Clop Breached MSG via Third-Party Oracle EBS: 131K SSNs Gone

Clop Breached MSG via Third-Party Oracle EBS: 131K SSNs Gone

I had barely finished my write-up on the Marquis vs. SonicWall disaster — where a firewall vendor’s own backup service handed ransomware gangs the keys to a fintech company’s network — and I was sitting here telling myself that at least we had a lawsuit, at least someone was trying to hold a vendor accountable, when this lands in my inbox. Madison Square Garden. Clop. Oracle EBS. A third-party managed platform. A hundred and thirty-one thousand people who went to a Knicks game or a concert at Radio City Music Hall and are now dealing with their Social Security numbers being in criminal hands. And the kicker? The breach happened in August 2025. MSG confirmed it in March 2026. Seven months. Seven months of people walking around with compromised identities and no notification. I genuinely don’t know what’s worse — the breach itself or the response to it.

What Actually Happened

According to SecurityWeek (March 2, 2026), UpGuard (updated March 2026), and Comparitech (February 26, 2026), Madison Square Garden Entertainment — the company operating Madison Square Garden, Radio City Music Hall, the Beacon Theatre, and the Sphere in Las Vegas — has confirmed a data breach affecting 131,070 individuals. The attack vector: a zero-day vulnerability in Oracle’s E-Business Suite (EBS), a widely-deployed enterprise resource planning platform. That Oracle EBS instance was not run by MSG directly — it was hosted and managed by an unnamed third-party vendor.
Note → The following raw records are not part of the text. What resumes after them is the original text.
PR #1795, opened 2019-03-20
Implement finish example and output for CCB

jackgerrits:


vowpalwabbit/conditional_contextual_bandit.cc
```diff
@@ -211,6 +212,160 @@ void learn_or_predict(ccb& data, multi_learner& base, multi_ex& examples)
...
+    std::ostringstream pred_buf;
+    pred_buf << std::setw(all.sd->col_current_predict) << std::right << std::setfill(' ') << pred_str;
+
+
+    all.sd->print_update(all.holdout_set_off, all.current_pass, label_buf.str(), pred_buf.str(), num_features,
+        all.progress_add, all.progress_arg);
+  }
+}
+
+inline float get_unbiased_cost(CCB::conditional_contexual_bandit_outcome* outcome, uint32_t action, float offset = 0.)
```
JohnLangford: Why can't we share this function with other implementations?

jackgerrits: CCB stores the cost and probability in it's own outcome structure and so we need a function that understands this. I can definitely move it to a common location though

jackgerrits: So the difference between CCB class and CB class is that CCB _can_ contain the entire pdf for that slot. So far that information has not been utilized on the reduction, so do we actually need it? If we don't then CCB can simply use the CB class

jackgerrits: @JohnLangford can you comment on the above? ^

vowpalwabbit/conditional_contextual_bandit.cc
```diff
@@ -211,6 +212,160 @@ void learn_or_predict(ccb& data, multi_learner& base, multi_ex& examples)
...
+    return (outcome->cost - offset) / outcome->probabilities[0].score;
+  return 0.;
+}
+
+void output_example(vw& all, ccb& /*c*/, multi_ex& ec_seq)
+{
+  if (ec_seq.size() <= 0)
+    return;
+
+  std::vector<example*> decisions;
```
kumpera: Should we reserve an initial size based on the size of  `ec_seq`?

vowpalwabbit/conditional_contextual_bandit.cc
```diff
@@ -211,6 +212,160 @@ void learn_or_predict(ccb& data, multi_learner& base, multi_ex& examples)
...
+
+  // What does it mean for not all of the decisions to be labeled? Does it become a non-labeled example at that point?
+  // Is it hold out?
+  bool labeled_example = true;
+  auto preds = ec_seq[0]->pred.decision_scores;
+  for (int i = 0; i < decisions.size(); i++)
+  {
+    if (decisions[i]->l.conditional_contextual_bandit.outcome != nullptr)
+    {
+      float l = get_unbiased_cost(decisions[i]->l.conditional_contextual_bandit.outcome, preds[i][0].action);
```
kumpera: 0 is a cool number, but a constant would be amazing.

vowpalwabbit/conditional_contextual_bandit.cc
```diff
@@ -211,6 +212,160 @@ void learn_or_predict(ccb& data, multi_learner& base, multi_ex& examples)
...
+    }
+    ss << '\n';
+    ssize_t len = ss.str().size();
+    ssize_t t = io_buf::write_file_or_socket(f, ss.str().c_str(), (unsigned int)len);
+    if (t != len)
+      std::cerr << "write error: " << strerror(errno) << std::endl;
+  }
+}
+
+void print_update(vw& all, std::vector<example*> decisions, decision_scores_t decision_scores, size_t num_features)
```
kumpera: Pass `decisions` byref

vowpalwabbit/conditional_contextual_bandit.cc
jackgerrits: We don't know how many decisions exist in the sequence and therefore may overshoot significantly. I don't think it is worth reserving

PR #1796, opened 2019-03-20
Shared example decision feature injection and auto crossing

jackgerrits:
- Decision features are added to the shared example for to each CB call
- Decision and shared features are automatically crossed


vowpalwabbit/conditional_contextual_bandit.cc
```diff
@@ -131,14 +134,78 @@ void clear_pred_and_label(ccb& data)
...
+void inject_decision_features(example* shared, example* decision)
+{
+  for (auto index : decision->indices)
+  {
+    // constant namespace should be ignored, as it already exists and we don't want to double it up.
+    if (index == constant_namespace)
+    {
+      continue;
+    }
+    else if (index == 32)  // Decision default namespace has a special namespace in shared
```
kumpera: No magic numbers

vowpalwabbit/conditional_contextual_bandit.cc
```diff
@@ -131,14 +134,78 @@ void clear_pred_and_label(ccb& data)
...
+    }
+    else
+    {
+      LabelDict::del_example_namespace(*shared, static_cast<char>(index), decision->feature_space[index]);
+    }
+  }
+}
+
+// Generates all pairs of the namespaces for the two examples
+void calculate_and_insert_interactions(example* shared, example* decision, std::vector<std::string>& vec)
```
kumpera: We should reserve size in vec. It's `len(shared->indices)` * `len(decision->indices)` + `len(vec)`

vowpalwabbit/conditional_contextual_bandit.cc
```diff
@@ -185,12 +252,29 @@ void learn_or_predict(ccb& data, multi_learner& base, multi_ex& examples)
   sanity_checks<is_learn>(data);
   create_cb_labels(data);
 
+  std::vector<std::string> generated_interactions;
```
kumpera: The perf of this is iffy. It's fine to use as-is for now. Are we tracking perf work that we'll need to do later?

jackgerrits: I agree it is iffy, I don't have a tracking item for CCB perf yet.

PR #1797, opened 2019-03-20
Sample from PDF and swap chosen as part of CCB

jackgerrits:
In order for subsequent decisions to be valid sampling from the pdf must occur as part of the process.

Ultimately it makes sense for this to be a reduction itself but in the interest of unblocking CCB I am going to implement it here for now.


JohnLangford:
It does seem like it would be nice to make this into its own reduction. 

I'm also concerned with the random seed.  We need a way to controllably seed things on a per-example basis.  Maybe using the tag?  The difficult aspect here is that the tag is used for many things.

One earlier proposal never implemented was to allow any number of tags which would relieve this issue.

jackgerrits:
I agree this should be it's own reduction and was hoping to punt on that extra bit of work until later, but time has a way of slipping away. Rather it done now?

I figured I'd use the global random_seed as it would be reproducible. It seems that tag is often not set no? That would be a real issue if each example uses the same RNG state

JohnLangford:
A global random_seed is not that reproducible---think about 1000 different
frontends each operating off the same global random_seed.  In addition, I
think we need to give users direct control over the random seed on a per
event basis, as is done in CB.  There are situations where that control is
fairly important (think about randomization on a per user basis...).

It seems better to take the time to make a separate reduction.  It
shouldn't be much, right?  "draw a random action from this distribution" is
pretty straightforward.

-John

jackgerrits:
Okay that makes sense, what do you propose we use for the seed?

The reduction would essentially just do the sample and swap correct? We can only get it to work in the context of one label type - so I gues cb_label is the only one that makes sense.

JohnLangford:
Maybe... Parse the tag against the pattern "random_seed=<variable>" ?   We
can defer allowing a list of tags to support alternatives although that
will become necessary down this route.

-John

jackgerrits:
Are there any other options than in the tag? Seems like a weird overloading of that field?

JohnLangford:
We could potentially do something with the label type, but it feels even
odder to have a nontrivial label when testing.

Sticking nonfeature stuff in the features seems even odder, particularly
because we could not pass a string in that fashion.

-John

jackgerrits:
Messing with the label seems tricky I agree, tag is at least agnostic to label type. I think it's our best bet right now

jackgerrits:
@JohnLangford this has now been implemented as it's own reduction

The Clop ransomware and extortion group executed this as a “one-to-many” campaign: they discovered the Oracle EBS zero-day, weaponised it, and simultaneously hit over 100 organisations before Oracle could patch, before anyone knew what was being targeted, and before a single security team had time to apply mitigations. MSG was one of more than a hundred victims caught in the same net at the same time. Clop claimed credit in November 2025. MSG declined to comment publicly at that point. Then, per Maine Attorney General filings in early 2026, notification letters started going out — initially covering 38,393 Maine residents, with the full confirmed total reaching 131,070 across all states.

The data stolen: full names, physical addresses, and Social Security numbers. The identity theft trifecta. Name, address, SSN is enough to open lines of credit, file fraudulent tax returns, apply for government benefits under someone else’s identity, obtain medical care billed to the victim’s insurance, and cause a decade of financial damage that the victim has to unwind themselves. These aren’t abstract harms in a press release. There are 131,070 specific people — most of whom almost certainly don’t think of themselves as data breach victims because they bought concert tickets, not sensitive financial products — who are now permanently at elevated identity theft risk.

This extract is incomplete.